Son olarak, 20 Aralık 2022 tarihinde düzenlenen Genel Konsey toplantısında, feragat kararının kapsamının teşhis ve terapötikleri içerecek şekilde genişletilmesinin değerlendirilmesi için verilen 6 aylık süre ötelenmiş ve konunun 2-3 Mart 2023 tarihinde gerçekleştirilecek toplantıda karara bağlanmasına karar verilmiştir.

Yerelleşmeye ilişkin DTÖ Süreci:

AIFD tarafından 2022 yılında DTÖ kapsamında takibi yapılan ve zamanlıca üyelere bilgilendirme sağlanan diğer bir husus da 2019 yılında AB’nin Türkiye’nin satılan ilaçların önemli bir bölümünün üretiminin yerelleştirilmesine yönelik aldığı tedbirleri DTÖ’nün Anlaşmazlıkların Halli (DSU) mekanizmasına taşıması ile başlayan süreç olmuştur.

22 Mart 2022 tarihinde, AB ve Türkiye, Anlaşmazlıkların Halli Anlaşması (DSU) 25. Madde kapsamında tahkime (Arbitration) gitme kararını açıklamışlardır. 25 Nisan 2022 tarihinde Türkiye, anlaşılan modaliteler uyarınca 25. Madde kapsamında tahkime gidileceği bildirimini (Notice of Appeal) yapmıştır. Söz konusu bildirim, panelin taraflara ilettiği raporunu da kapsamış olup, bu itibarla panel raporu da kamuya açılmıştır.

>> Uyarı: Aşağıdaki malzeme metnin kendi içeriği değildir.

PR #2260, opened 2023-03-13
feat(sinks): add support for YAML, following policies standard.

lpegoraro:
ORB-700


kind/values.yaml
```diff
@@ -1,6 +1,6 @@
 orb:
   defaults:
-    logLevel: "info"
+    logLevel: "debug"
```
manrodrigues, line 3: was that intentional?

sinks/api/http/endpoint_test.go
```diff
@@ -996,21 +1005,21 @@ func TestValidateSink(t *testing.T) {
...
-	}
-
-	for desc, tc := range cases {
-		t.Run(desc, func(t *testing.T) {
-			metadata := omitSecretInformation(tc.inputMetadata)
-			assert.Equal(t, tc.expectedMetadata, metadata)
-		})
-	}
-}
+//func TestOmitPasswords(t *testing.T) {
```
manrodrigues, line 1008: for what reason we are skipping this test?

kind/values.yaml
lpegoraro: it is, kind for local development, can be debug, we will store only local logs and it is purged after the deletion of the cluster

sinks/api/http/endpoint_test.go
lpegoraro: This is no longer applicable in this package, since now it has the dependency of the backend, I am looking for someplace else which is more suitable, to not add cyclic dependencies.

manrodrigues (approved):
lgtm

sinks/api/http/openapi.yaml
```diff
@@ -350,6 +364,39 @@ components:
...
+          type: string
+          example: prometheus
+          description: The sink backend to use. Must match a backend from /features/sinks. Cannot change once created.
+        format:
+          type: string
+          enum:
+            - yaml
+            - json
+          description: Format that the config will be passed on
+        config:
```
weyrick, line 397: this is missing config_data isn't it?

sinks/postgres/sinks.go
```diff
@@ -173,19 +173,21 @@ func (s sinksRepository) RetrieveAllByOwnerID(ctx context.Context, owner string,
...
 		return sinks.Page{}, errors.Wrap(errors.ErrSelectEntity, err)
 	}
 	defer rows.Close()
 
 	var items []sinks.Sink
 	for rows.Next() {
-		dbSink := dbSink{MFOwnerID: owner}
-		if err := rows.StructScan(&dbSink); err != nil {
+		d := dbSink{MFOwnerID: owner}
+		s.logger.Debug("iterating over rows", zap.Any("sink", d))
```
weyrick, line 185: we have to be careful here - I believe we have "debug" logging in orb.live at the moment. this should probably be removed unless it's really necessary.

sinks/sinks_service.go
```diff
@@ -71,13 +72,29 @@ func (svc sinkService) encryptMetadata(sink Sink) (Sink, error) {
...
+		newValue, err2 := svc.passwordService.EncodePassword(stringVal)
 		if err2 != nil {
 			err = err2
 			return key, value
 		}
 		return key, newValue
 	})
+	if sink.ConfigData != "" {
+		sinkBE := backend.GetBackend(sink.Backend)
+		sink.ConfigData, err = sinkBE.ConfigToFormat(sink.Format, sink.Config)
```
weyrick, line 91: probably should check that sinkBE is not nil

sinks/sinks_service.go
```diff
@@ -93,6 +110,14 @@ func (svc sinkService) decryptMetadata(sink Sink) (Sink, error) {
...
```
weyrick, line 115: here too

sinks/api/http/openapi.yaml
lpegoraro: good catch, I will change in my next PR!

sinks/sinks_service.go
lpegoraro: actually, at this point, the backend would have failed earlier.
when it is called by the `CreateSink`, it has a validation in the sink_service.go:35~38 iirc.
if it is called from `UpdateSink` the backend is already estabilished.

sinks/sinks_service.go
lpegoraro: > actually, at this point, the backend would have failed earlier. when it is called by the `CreateSink`, it has a validation in the sink_service.go:35~38 iirc. if it is called from `UpdateSink` the backend is already estabilished.


same reply

sinks/postgres/sinks.go
lpegoraro: yup, I will start adding TODOs in every debug log I add. I added those for local development, also, I don't think we need debug log in orb.live. is any debug log, really necessary in orb.live so we could check if we could go for info in those specific logs?

weyrick: i agree it would be better to make sure we are not on debug log level on orb.live. let's sync with @etaques

sinks/sinks_service.go
weyrick: understood, but I find the code will be more reliable if you add a simple check even here. code has a tendency to be e.g. copy/pasted to other places for example, where that may not be true.

sinks/postgres/sinks.go
lpegoraro: Commit with changes
https://github.com/orb-community/orb/pull/2268/commits/27add81715582d191df00103ad74607cef7d68e0

sinks/api/http/openapi.yaml
lpegoraro: Commit with changes
https://github.com/orb-community/orb/commit/27add81715582d191df00103ad74607cef7d68e0

sinks/sinks_service.go
lpegoraro: commit with fixes
https://github.com/orb-community/orb/pull/2268/commits/a0b7711187ad405b112fd2de0bbc4c4b38d85767

sinks/sinks_service.go
lpegoraro: commit with fixes
https://github.com/orb-community/orb/pull/2268/commits/a0b7711187ad405b112fd2de0bbc4c4b38d85767

PR #2261, opened 2023-03-13
Update agent.example.yaml

manrodrigues:
this came after my session with Xin.. the default policy failed to be applied because of the tap name.. so i think its worth keeping the pattern


lpegoraro (approved):
LGTM

PR #2274, opened 2023-03-20
fix(build:ui): read GTAG from environment variable

gpazuch:
Changed https://github.com/orb-community/orb/blob/develop/ui/scripts/setenv.ts to read GTAGID value from environment and write it to https://github.com/orb-community/orb/blob/develop/ui/src/environments/environment.env.ts upon build.

[] requires GTAGID to be defined on build environment


etaques (approved):
LGTM

PR #2277, opened 2023-03-22
fix(sinker): add debounce update to only change if the message of the…

lpegoraro:
… sink error is different from the previous error message.


etaques (approved):
LGTM

PR #2282, opened 2023-03-22
Revert "fix(sinker): add debounce update to only change if the messag…

lpegoraro:
…e of the sink error is different from the previous error message. (#2277)"

This reverts commit c7db52ad3d129135344b82e23cb9f4d47a7f0578.


etaques (approved):
lgtm

PR #498, opened 2021-04-22
Solution

leonid-vegera:


ivan-shpynda (approved):
well done!

VinnieJ-2k20 (changes requested):
`switch/case` structure should always have default option for irregular inputs.
For now it can do nothing, but usually it returns an error.

VinnieJ-2k20 (approved):
Good job 👍

PR #499, opened 2021-04-22
Solution

TimurHrynenko:


src/transformState.js
```diff
@@ -62,7 +62,27 @@
  * @param {Object[]} transforms
  */
 function transformState(state, transforms) {
-  // write code here
+  transforms.forEach(move => {
+    switch (move.operation) {
+      case 'addProperties':
+        Object.assign(state, move.properties);
```
BoikoEva, line 68: Do you really need forEach() here? I think that 'for' loop is easier, and you will need less code, without something like 'move.properties);'

BoikoEva (approved):

src/transformState.js
```diff
@@ -62,7 +62,27 @@
...
+        break;
+      case 'removeProperties':
+        for (const prop in move.properties) {
+          if (state.hasOwnProperty(move.properties[prop])) {
```
aionova, line 72: this check is redundant

src/transformState.js
```diff
@@ -62,7 +62,27 @@
  * @param {Object[]} transforms
  */
 function transformState(state, transforms) {
-  // write code here
+  transforms.forEach(move => {
```
```suggestion
  transforms.forEach(transform => {
```

aionova (approved):
Good job overall!

PR #502, opened 2021-04-22
solution

KapToH337:


BoikoEva (approved):
nice! anyway, you can also try switch case

src/transformState.js
```diff
@@ -62,7 +62,30 @@
  * @param {Object[]} transforms
  */
 function transformState(state, transforms) {
-  // write code here
+  for (const transform of transforms) {
+    const operation = transform.operation;
+    const properties = transform.properties;
```
aionova, line 67:
```suggestion
  for (const { operation, properties } of transforms) {
```

aionova: You can use destructuring here

aionova (approved):
Switch case construction would fit perfect here

PR #503, opened 2021-04-22
solution

ivan-shpynda:


leonid-vegera (approved):
Good job!

src/transformState.js
```diff
@@ -61,8 +61,25 @@
  * @param {Object} state
  * @param {Object[]} transforms
  */
+
 function transformState(state, transforms) {
-  // write code here
+  for (const obj of transforms) {
```
VinnieJ-2k20, line 66:
```suggestion
  for (const transform of transforms) {
```

src/transformState.js
```diff
@@ -61,8 +61,25 @@
...
+    if (obj['operation'] === 'addProperties') {
```
VinnieJ-2k20, line 67:
```suggestion
    if (obj.operation === 'addProperties') {
```

src/transformState.js
```diff
@@ -61,8 +61,25 @@
...
+      Object.assign(state, obj['properties']);
```
VinnieJ-2k20, line 68:
```suggestion
      Object.assign(state, obj.properties);
```

VinnieJ-2k20 (changes requested):

VinnieJ-2k20 (changes requested):
`switch/case` structure should always have default option in case of irregular inputs.
In this task it may do nothing, or throw an error.

VinnieJ-2k20 (approved):

PR #504, opened 2021-04-22
'Solution'

ViPiven:


BoikoEva (approved):
Good job, also you can try switch case for it.

VinnieJ-2k20 (changes requested):

ViPiven:
> Let's rewrite the solution using `switch/case` structure.

done

VinnieJ-2k20 (changes requested):
`switch/case` structure should always have default option in case of irregular inputs.
In this task it may do nothing, or throw an error.

VinnieJ-2k20 (approved):

PR #506, opened 2021-04-22
solution

bohdanklius:


src/transformState.js
```diff
@@ -62,7 +62,25 @@
  * @param {Object[]} transforms
  */
 function transformState(state, transforms) {
-  // write code here
+  const newState = state;
+
+  for (let i = 0; i < transforms.length; i++) {
```
BoikoEva, line 67: you can use here 'for (const obj of transforms)'  and at all you can do all the task with switch case, it's more understandable and just easy:)

BoikoEva (approved):

src/transformState.js
aliceblunt8, line 67: use 'for of' loop

src/transformState.js
```diff
@@ -62,7 +62,25 @@
...
+    if (transforms[i].operation === 'addProperties') {
+      Object.assign(newState, transforms[i].properties);
+    }
+
+    if (transforms[i].operation === 'removeProperties') {
+      for (let x = 0; x < transforms[i].properties.length; x++) {
+        delete newState[transforms[i].properties[x]];
+      }
```
aliceblunt8, line 75: use 'for in' loop

src/transformState.js
```diff
@@ -62,7 +62,25 @@
  * @param {Object[]} transforms
  */
 function transformState(state, transforms) {
-  // write code here
+  const newState = state;
+
+  for (let i = 0; i < transforms.length; i++) {
+    if (transforms[i].operation === 'addProperties') {
```
aliceblunt8, line 68: use switch case

aliceblunt8 (changes requested):

aliceblunt8 (approved):

PR #508, opened 2021-04-22
solution by ched

ched88xtc:


BoikoEva (approved):
Good job! Also you can try to use switch case

src/transformState.js
```diff
@@ -62,7 +62,21 @@
  * @param {Object[]} transforms
  */
 function transformState(state, transforms) {
-  // write code here
+  for (const transform of transforms) {
+    if (transform.operation === 'addProperties') {
+      Object.assign(state, transform.properties);
+    } else if (transform.operation === 'removeProperties') {
+      for (const i of transform.properties) {
```
aionova, line 69:
```suggestion
      for (const property of transform.properties) {
```

src/transformState.js
```diff
@@ -62,7 +62,21 @@
  * @param {Object[]} transforms
  */
 function transformState(state, transforms) {
-  // write code here
+  for (const transform of transforms) {
```
```suggestion
  for (const { operation, properties } of transforms) {
```
it would be nice to use destructuring here

aionova (changes requested):
Instead of using 2 'else if' blocks, it would be easier to read switch case construction

aionova (approved):
Awesome!

PR #510, opened 2021-04-22
Yuhuuu!

Allrightman:


BoikoEva (approved):
Good, but i think it`s easier in switch case, try it:)

src/transformState.js
```diff
@@ -62,7 +62,21 @@
  * @param {Object[]} transforms
  */
 function transformState(state, transforms) {
-  // write code here
+  for (const obj of transforms) {
```
```suggestion
  for (const { operation, properties } of transforms) {
```
let's destructure it

src/transformState.js
```diff
@@ -62,7 +62,21 @@
...
+    if (obj.operation === 'addProperties') {
+      Object.assign(state, obj.properties);
+    } else if (obj.operation === 'clear') {
+      for (const key in state) {
+        delete state[key];
+      }
+    } else if (obj.operation === 'removeProperties') {
+      for (let i = 0; i < obj.properties.length; i++) {
```
aionova, line 73: for of loop would be better here

aionova (changes requested):
Let's use switch case. It fits perfect here

Allrightman:
Ok, thanks!

src/transformState.js
Allrightman: Sure I will change it, thanks!

ArtemTopolskyi (approved):
Good job!

Allrightman:
Thanks!

ArtemTopolskyi (changes requested):
fix

ArtemTopolskyi (approved):

PR #511, opened 2021-04-22
solution

dmitry-puhliakov:


BoikoEva (approved):
Great! Also you can use switch case as an alternative

VinnieJ-2k20 (changes requested):

VinnieJ-2k20 (changes requested):
`switch/case` should always have `default` option in case of irregular input.
In this task it can do nothing or throw an error.

varseniuk (approved):
Great 🔥

ArtemTopolskyi (changes requested):
fix

ArtemTopolskyi (approved):

PR #519, opened 2021-04-23
solution

Taya294:


Grygoriy-Shytikov (approved):
Good
Але думаю тут краще використати switch case щоб не повторювати "transform.operation === "

varseniuk (changes requested):
Good job! 🔥 Your logic is correct, but for the cases where you need to choose one option from the many, it's better to use `switch-case` statement instead of `if-then`.
Let's change it a bit and it's done
P.S: don't forget to add `default` case for your `switch-case`. You can throw an error or just `break` by default

varseniuk (approved):
Great 🔥

PR #523, opened 2021-04-23
ready for check

Bogdan-Kotsupey:


src/transformState.js
```diff
@@ -62,7 +62,36 @@
  * @param {Object[]} transforms
  */
 function transformState(state, transforms) {
-  // write code here
+  for (let i = 0; i < transforms.length; i++) {
```
mykola-yarchuk, line 65: is better to use for of loop here, it's easier to read

src/transformState.js
```diff
@@ -62,7 +62,36 @@
...
+    for (const key in transforms[i]) {
+      if (transforms[i][key] === 'addProperties') {
+        continue;
```
mykola-yarchuk, line 68: that's fire, but there is a better approach, your solution use one loop and trying to handle different cases, which makes your code hard to read, would be better if you create different cases (switch-case construction), and run different loops(if it needed, depend on case)

src/transformState.js
```diff
@@ -62,7 +62,36 @@
...
+      }
+
+      if (Array.isArray(transforms[i][key]) === true) {
+        for (let k = 0; k < transforms[i][key].length; k++) {
+          delete state[transforms[i][key][k]];
+        }
+      }
+
+      if (transforms[i][key] === 'clear') {
+        for (const key3 in state) {
```
mykola-yarchuk, line 89: don't use numbers in variable names 
`key3` that's a bad name

mykola-yarchuk (changes requested):

mykola-yarchuk (approved):
great

PR #531, opened 2021-04-28
Solution

katya-suvorova:


src/transformState.js
```diff
@@ -62,7 +62,27 @@
...
+      for (const value of objectProperties) {
+        delete state[value];
+      }
+    }
+
+    if (object.operation === 'clear') {
+      for (const values in state) {
+        delete state[values];
+      }
+    }
```
vkryvytskyy, line 82: use switch..case instead of separate ifs

vkryvytskyy (changes requested):

vpolets (approved):

PR #1591, opened 2022-09-19
Implement transformState function

anastasiia-tilikina:


src/transformState.js
```diff
@@ -5,7 +5,40 @@
...
+        addProperties(state, action.extraData);
+        break;
+
+      case action.type === 'removeProperties':
+        removeProperties(state, action.keysToRemove);
+        break;
+
+      default:
+        clearObj(state);
+    }
```
alexandra-protyanova, line 20:
```suggestion
    switch (action.type ) {
      case 'addProperties':
        addProperties(state, action.extraData);
        break;

      case 'removeProperties':
        removeProperties(state, action.keysToRemove);
        break;

      default:
        clearObj(state);
    }
```

src/transformState.js
```diff
@@ -5,7 +5,40 @@
...
+  }
+}
+
+function addProperties(obj, data) {
+  Object.assign(obj, data);
+}
+
+function removeProperties(obj, properies) {
+  for (const prop of properies) {
```
alexandra-protyanova, line 29: in my opinion it is a bit overkilling to create separate functions in this case

alexandra-protyanova (changes requested):

alexandra-protyanova (approved):

PR #1592, opened 2022-09-19
Solution for transformState

Andrii-Medintsev:


src/transformState.js
```diff
@@ -5,7 +5,21 @@
...
+      }
+    } else if (obj.type === 'removeProperties') {
+      for (const elem of obj.keysToRemove) {
+        delete state[elem];
+      }
+    } else if (obj.type === 'clear') {
+      for (const key in state) {
+        delete state[key];
+      }
+    }
```
liliia-livandovskaya, line 21: lets use switch case instead if if else there

liliia-livandovskaya (changes requested):
Great job! Lets work on changes

PR #1596, opened 2022-09-21
Solution

vovchuk-nazar:


silchyn (changes requested):
Read the checklist

src/transformState.js
```diff
@@ -5,7 +5,30 @@
...
+      case 'removeProperties':
+        for (const key of action.keysToRemove) {
+          delete state[key];
+        }
+        break;
+
+      case 'clear':
+        for (const key of Object.getOwnPropertyNames(state)) {
+          delete state[key];
+        }
```
naziamoff, line 23: `for...in` loop will do better here. And you won't need getOwnPropertyNames here if you use it

naziamoff (changes requested):

PR #1604, opened 2022-09-26
Develop

Dmytro-Kravchenko:


src/transformState.js
```diff
@@ -5,7 +5,28 @@
...
+          }
+        }
+        break;
+
+      default:
+        const objKeys = Object.keys(state);
+
+        objKeys.forEach(key => {
+          delete state[key];
+        });
```
stanislav-topikha, line 27: It should not be a 'default' case
Simple loop will do it in one iteration, in your case its two

src/transformState.js
```diff
@@ -5,7 +5,28 @@
...
 function transformState(state, actions) {
-  // write code here
+  for (const action of actions) {
+    switch (action.type) {
+      case 'addProperties':
+        Object.assign(state, action.extraData);
+        break;
+
+      case 'removeProperties':
+        for (const property of action.keysToRemove) {
```
stanislav-topikha, line 15:
```suggestion
        for (const key of action.keysToRemove) {
```

```
name : 5 => property(key/value pair)
name => key or property name
5 => value or property value
```

stanislav-topikha (changes requested):

src/transformState.js
```diff
@@ -5,7 +5,24 @@
...
+      case 'removeProperties':
+        for (const key of action.keysToRemove) {
+          delete state[key];
+        }
+        break;
+
+      case 'clear':
+        for (const key in state) {
+          delete state[key];
+        } break;
```
SanyaBratashchuk, line 23:
```suggestion
        for (const key in state) {
          delete state[key];
        } 
        break;
```

SanyaBratashchuk (approved):

PR #1618, opened 2022-10-04
Solution

Julia2063:


src/transformState.js
```diff
@@ -5,7 +5,19 @@
...
+      Object.assign(state, action.extraData);
+    } else if (action.type === 'removeProperties') {
+      for (const property of action.keysToRemove) {
+        delete state[property];
+      }
+    } else {
+      for (const key in state) {
+        delete state[key];
+      }
+    }
```
liliia-livandovskaya, line 19: lets use switch case there

liliia-livandovskaya (changes requested):
Let's work on changes

liliia-livandovskaya (approved):
Great job! 🔥

PR #1625, opened 2022-10-11
solution

mykola8426:


src/transformState.js
```diff
@@ -5,7 +5,21 @@
...
+        state[key] = action.extraData[key];
+      }
+    } else if (action.type === 'removeProperties') {
+      for (const keyToRemove of action.keysToRemove) {
+        delete state[keyToRemove];
+      }
+    } else {
+      for (const key in state) {
+        delete state[key];
+      }
```
ArtemTopolskyi, line 20: switch-case will be better, then if in this task

ArtemTopolskyi (approved):

PR #1628, opened 2022-10-14
Develop

haduigon:


src/transformState.js
```diff
@@ -5,7 +5,29 @@
  * @param {Object[]} actions
  */
 function transformState(state, actions) {
-  // write code here
+
+  Object.assign(state, state);
```
TarasHoliuk, line 9: What does this line do?

src/transformState.js
```diff
@@ -5,7 +5,29 @@
...
+
+  for (const action in actions) {
+    switch (actions[action].type) {
```
AlisaVlasova, line 12: use destructuring

AlisaVlasova (changes requested):

src/transformState.js
TarasHoliuk, line 12: would be nice to create a variable for `actions[action]` - code will be more readable in this case

TarasHoliuk (changes requested):

src/transformState.js
haduigon: I cannot understand how to use destruction here properly

src/transformState.js
haduigon: deleted )

src/transformState.js
haduigon: done

AlisaVlasova (approved):

PR #1630, opened 2022-10-15
solution

Roman-Malysh:


loralevitska (changes requested):
try to complete this task avoiding nested code.
Use helper functions, variables or objects where the key can be a variable and the value a function (careful, you should use the default value), also use google to find better solution for your case. For example https://www.linkedin.com/pulse/avoid-if-else-hell-javascript-afsal-m-h/

src/transformState.js
```diff
@@ -5,7 +5,29 @@
...
+      case 'addProperties':
+        for (const key in action.extraData) {
+          state[key] = action.extraData[key];
+        }
+        break;
+
+      case 'removeProperties':
+        for (const i in action.keysToRemove) {
+          delete state[action.keysToRemove[i]];
+        }
```
tetiana-ivanchenko, line 19:
```suggestion
        for (const key of action.keysToRemove) {
          delete state[key];
        }
```

tetiana-ivanchenko: this is not a mistake, but "for of" looks more concise

src/transformState.js
```diff
@@ -5,7 +5,29 @@
...
+        break;
+
+      case 'clear':
+        for (const u in state) {
+          delete state[u];
```
tetiana-ivanchenko, line 24: please, use more explicit naming for variables, instead of "u"

src/transformState.js
tetiana-ivanchenko: and please, use more explicit naming for variables, instead of "i"

tetiana-ivanchenko (changes requested):

tetiana-ivanchenko (approved):

PR #1631, opened 2022-10-16
transformState function impl.

divertitoS:


src/transformState.js
```diff
@@ -5,7 +5,31 @@
...
+        break;
+
+      case action.type === 'removeProperties':
+        removeProperties(state, action.keysToRemove);
+        break;
+
+      case action.type === 'clear':
+        removeProperties(state, Object.keys(state));
+        break;
+    }
```
Bohdan-Maksymiuk, line 21:
```suggestion
    switch (action.type) {
      case 'addProperties':
        Object.assign(state, action.extraData);
        break;

      case action.type === 'removeProperties':
        removeProperties(state, action.keysToRemove);
        break;

      case action.type === 'clear':
        removeProperties(state, Object.keys(state));
        break;
    }
```
check appropriate usage of switch and fix all cases as I show

Bohdan-Maksymiuk (changes requested):

Bohdan-Maksymiuk (approved):

PR #1632, opened 2022-10-17
Solution

natalia-maryshko:


src/transformState.js
```diff
@@ -5,7 +5,23 @@
...
+
+    if (obj.type === 'removeProperties') {
+      for (const del of obj.keysToRemove) {
+        delete state[del];
+      }
+    }
+
+    if (obj.type === 'clear') {
+      for (const el in state) {
+        delete state[el];
```
polosanya, line 21: It is better to use [switch...case](https://developer.mozilla.org/en-US/docs/Web/JavaScript/Reference/Statements/switch) to go through all possible types

polosanya (changes requested):
Nice start! Please check my comments, I think they will help you to improve your code

src/transformState.js
```diff
@@ -5,7 +5,24 @@
...
+      case 'removeProperties':
+        for (const del of obj.keysToRemove) {
+          delete state[del];
+        }
+        break;
+
+      case 'clear':
+        for (const el in state) {
+          delete state[el];
+        }
```
polosanya, line 23: Don't forget to add default case for your switch

polosanya (approved):
Good job! I'm approving it, but please check my comment

PR #1633, opened 2022-10-17
Task was done

Sergey-Mironenko:


src/transformState.js
```diff
@@ -5,7 +5,27 @@
...
+      Object.assign(state, actions[i].extraData);
+    } else if (actions[i].type === 'removeProperties') {
+      for (let j = 0; j < actions[i].keysToRemove.length; j++) {
+        for (let k = 0; k < Object.keys(state).length; k++) {
+          if (actions[i].keysToRemove[j] === Object.keys(state)[k]) {
+            delete state[Object.keys(state)[k]];
+          }
+        }
+      }
+    } else {
```
tetiana-ivanchenko, line 19: please try to avoid large nesting of loops, the more nesting, the more complex the code.
You should create inside "else if" only one loop and that will be enough.

src/transformState.js
```diff
@@ -5,7 +5,27 @@
  * @param {Object[]} actions
  */
 function transformState(state, actions) {
-  // write code here
+  for (let i = 0; i < actions.length; i++) {
+    if (actions[i].type === 'addProperties') {
```
tetiana-ivanchenko, line 9: try to use switch case block inslead of if, else if, else

tetiana-ivanchenko (changes requested):

nazarmatsevych (approved):

PR #1634, opened 2022-10-18
solution

MaxFedak:


src/transformState.js
```diff
@@ -6,6 +6,27 @@
...
+      action.keysToRemove.forEach(key => {
+        delete state[key];
+      });
+    }
+
+    if (action.type === 'addProperties') {
+      for (const [key, value] of Object.entries(action.extraData)) {
+        state[key] = value;
+      }
+    }
```
Kry-Gin, line 26: Check list point 2 > [CODE STYLE]: Use switch statement if you have limited amount of conditions.

Kry-Gin (approved):

src/transformState.js
MaxFedak: oh, didn't noticed there is checklist - thx

src/transformState.js
```diff
@@ -7,22 +7,23 @@
...
 
-    if (action.type === 'addProperties') {
-      for (const [key, value] of Object.entries(action.extraData)) {
-        state[key] = value;
-      }
+      case 'addProperties':
+        for (const [key, value] of Object.entries(action.extraData)) {
+          state[key] = value;
+        }
     }
```
Kry-Gin, line 27: Check list point 4 > [CODE STYLE]: switch/case should always have default case for error handling.

src/transformState.js
Kry-Gin: Just like me at the beginning ^^*

src/transformState.js
```diff
@@ -6,6 +6,32 @@
  */
 function transformState(state, actions) {
   // write code here
+  for (const action of actions) {
+    switch (action.type) {
+      case 'clear':
+        Object.keys(state).forEach(key => {
+          delete state[key];
+        });
```
Olexandr6, line 14: 🔥

src/transformState.js
```diff
@@ -6,6 +6,32 @@
...
+      case 'removeProperties':
+        action.keysToRemove.forEach(key => {
+          delete state[key];
+        });
+        break;
+
+      case 'addProperties':
+        for (const [key, value] of Object.entries(action.extraData)) {
+          state[key] = value;
+        }
```
Olexandr6, line 26: Let's find a more straightforward way to add props to an existing object without using any loops

src/transformState.js
```diff
@@ -6,6 +6,32 @@
...
+        break;
+
+      default:
+        return 'Something went wrong';
```
Olexandr6, line 30: Let's throw an error here instead.

Olexandr6 (changes requested):
Your solution is good but not great🙂

src/transformState.js
```diff
@@ -6,6 +6,30 @@
...
+          delete state[key];
+        });
+        break;
+
+      case 'addProperties':
+        Object.assign(state, action.extraData);
+        break;
+
+      default:
+        throw new Error('Smth went wrong');
```
Olexandr6, line 28: This error isn't informative

Olexandr6 (approved):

Panel Raporunda AB, Türkiye'nin "yerelleştirme zorunluluğu", "yerelleştirilmiş ürünlere ithalat yasağı" ve "önceliklendirme önlemi" olmak üzere üç önlemine itiraz etmiştir. Raporda özetle:

a) Yerelleştirme zorunluluğuna ilişkin: Panel Türkiye’nin Madde III: 8 (a) kapsamında devlet tarafından yapılan bir kamu alımı olduğu iddiasını reddetmiş, AB’nin savunduğu şekilde Madde III:4’e göre ulusal muamele ilkesine aykırı olduğuna karar vermiştir. Panel Türkiye’nin yerelleşme zorunluluğunun insan, hayvan veya bitki hayatı veya sağlığının korunması amacıyla GATT 1994 Madde XX: (b)’ye göre istisnai tedbir olduğu iddiasını da reddetmiştir. Panel ayrıca, Türkiye’nin uygulamanın GATT 1994 Madde XX: (d)’ye (İç Mevzuata Uyum) göre GATT 1994 hükümleri ile uyumlu olarak erişilebilir, etkili ve finansal olarak sürdürülebilir sağlık hizmeti sağlamasını gerektiren belirli yasa ve yönetmeliklere uyumunu güvence altına almak için gerekli bir önlem olduğu yönündeki savunmasını reddetmiştir.

b) Yerelleştirilmiş ürünlerin ithalat yasağına ilişkin: Yerelleştirme zorunluluğuna ilişkin bulgular ışığında, Panel'in bu iddia için herhangi bir karar vermesine gerek kalmamıştır.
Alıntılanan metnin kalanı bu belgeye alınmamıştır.